Aim of the exercise:
Scan the material for the string "assert" and copy out every line in which it occurs.

• • • • •

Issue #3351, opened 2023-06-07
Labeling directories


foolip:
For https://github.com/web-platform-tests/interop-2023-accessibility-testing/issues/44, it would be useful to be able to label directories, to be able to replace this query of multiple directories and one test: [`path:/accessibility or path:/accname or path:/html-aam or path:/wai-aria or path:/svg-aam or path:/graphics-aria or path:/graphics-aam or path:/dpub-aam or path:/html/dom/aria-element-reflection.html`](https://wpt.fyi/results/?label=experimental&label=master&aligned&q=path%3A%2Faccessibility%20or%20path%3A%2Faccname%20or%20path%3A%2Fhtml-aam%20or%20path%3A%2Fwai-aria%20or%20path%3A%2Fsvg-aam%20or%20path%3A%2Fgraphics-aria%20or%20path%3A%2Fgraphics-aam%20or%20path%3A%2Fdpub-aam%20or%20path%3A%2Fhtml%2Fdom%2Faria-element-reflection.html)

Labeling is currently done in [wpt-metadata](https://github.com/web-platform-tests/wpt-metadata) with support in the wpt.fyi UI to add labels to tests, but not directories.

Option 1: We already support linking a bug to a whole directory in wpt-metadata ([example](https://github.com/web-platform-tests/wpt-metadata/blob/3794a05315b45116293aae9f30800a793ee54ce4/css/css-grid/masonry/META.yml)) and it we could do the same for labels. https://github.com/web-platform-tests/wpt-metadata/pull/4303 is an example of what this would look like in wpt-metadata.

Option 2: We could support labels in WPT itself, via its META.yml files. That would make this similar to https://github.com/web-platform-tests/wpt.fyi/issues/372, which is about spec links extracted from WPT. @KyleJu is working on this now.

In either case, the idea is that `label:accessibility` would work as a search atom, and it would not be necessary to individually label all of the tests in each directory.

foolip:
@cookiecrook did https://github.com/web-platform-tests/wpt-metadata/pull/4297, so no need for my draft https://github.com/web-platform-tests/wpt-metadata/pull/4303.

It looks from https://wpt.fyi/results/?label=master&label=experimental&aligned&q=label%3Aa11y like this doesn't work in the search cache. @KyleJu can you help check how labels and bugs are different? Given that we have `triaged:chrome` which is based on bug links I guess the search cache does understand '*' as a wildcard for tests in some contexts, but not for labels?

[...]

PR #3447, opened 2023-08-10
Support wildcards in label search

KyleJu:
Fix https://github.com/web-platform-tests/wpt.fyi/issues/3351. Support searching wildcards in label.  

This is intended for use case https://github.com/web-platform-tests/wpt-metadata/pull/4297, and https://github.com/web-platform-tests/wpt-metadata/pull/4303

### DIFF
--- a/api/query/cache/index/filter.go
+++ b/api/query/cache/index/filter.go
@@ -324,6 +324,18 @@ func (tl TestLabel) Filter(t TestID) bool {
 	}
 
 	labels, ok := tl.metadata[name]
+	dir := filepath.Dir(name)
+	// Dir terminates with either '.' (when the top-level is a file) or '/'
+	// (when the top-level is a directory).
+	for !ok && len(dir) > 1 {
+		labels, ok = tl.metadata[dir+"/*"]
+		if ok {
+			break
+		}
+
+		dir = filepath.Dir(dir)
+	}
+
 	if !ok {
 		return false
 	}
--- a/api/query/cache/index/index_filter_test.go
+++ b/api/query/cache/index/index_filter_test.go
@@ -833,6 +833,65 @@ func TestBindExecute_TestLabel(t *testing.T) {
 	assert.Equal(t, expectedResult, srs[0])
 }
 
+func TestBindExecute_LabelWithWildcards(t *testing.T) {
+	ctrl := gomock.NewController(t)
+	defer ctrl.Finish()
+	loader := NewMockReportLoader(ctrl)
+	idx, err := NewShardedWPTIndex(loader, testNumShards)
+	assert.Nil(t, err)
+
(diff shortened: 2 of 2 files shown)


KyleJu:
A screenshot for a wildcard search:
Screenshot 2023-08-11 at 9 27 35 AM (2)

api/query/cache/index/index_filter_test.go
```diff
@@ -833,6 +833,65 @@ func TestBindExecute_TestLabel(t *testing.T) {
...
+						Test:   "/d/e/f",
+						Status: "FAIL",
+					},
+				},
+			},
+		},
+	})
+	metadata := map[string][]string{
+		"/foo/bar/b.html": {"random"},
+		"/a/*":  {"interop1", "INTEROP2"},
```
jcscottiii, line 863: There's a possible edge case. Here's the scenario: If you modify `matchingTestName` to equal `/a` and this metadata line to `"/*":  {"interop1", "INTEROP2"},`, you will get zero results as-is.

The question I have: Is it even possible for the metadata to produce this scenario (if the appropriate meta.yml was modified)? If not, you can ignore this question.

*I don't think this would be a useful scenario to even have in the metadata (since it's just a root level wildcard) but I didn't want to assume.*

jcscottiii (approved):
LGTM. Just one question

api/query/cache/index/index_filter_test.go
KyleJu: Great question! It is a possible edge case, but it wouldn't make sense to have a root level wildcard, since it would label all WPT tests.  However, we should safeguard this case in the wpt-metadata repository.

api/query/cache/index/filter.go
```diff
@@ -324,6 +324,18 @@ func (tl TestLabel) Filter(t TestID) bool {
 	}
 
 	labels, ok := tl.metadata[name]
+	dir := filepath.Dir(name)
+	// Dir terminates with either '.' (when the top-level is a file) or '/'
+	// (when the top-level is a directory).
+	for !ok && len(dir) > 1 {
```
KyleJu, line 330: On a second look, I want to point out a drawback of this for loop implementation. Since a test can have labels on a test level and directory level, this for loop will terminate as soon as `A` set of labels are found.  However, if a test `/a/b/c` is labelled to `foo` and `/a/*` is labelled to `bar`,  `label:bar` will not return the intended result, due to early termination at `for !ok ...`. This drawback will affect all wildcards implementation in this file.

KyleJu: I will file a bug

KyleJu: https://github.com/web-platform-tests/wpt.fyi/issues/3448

• • • • •

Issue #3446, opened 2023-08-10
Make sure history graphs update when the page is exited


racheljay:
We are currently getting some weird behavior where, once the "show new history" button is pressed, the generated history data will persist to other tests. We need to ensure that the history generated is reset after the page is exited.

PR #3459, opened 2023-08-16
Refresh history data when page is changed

• • • • •

Exercise result:
 	assert.Equal(t, expectedResult, srs[0])
+	assert.Nil(t, err)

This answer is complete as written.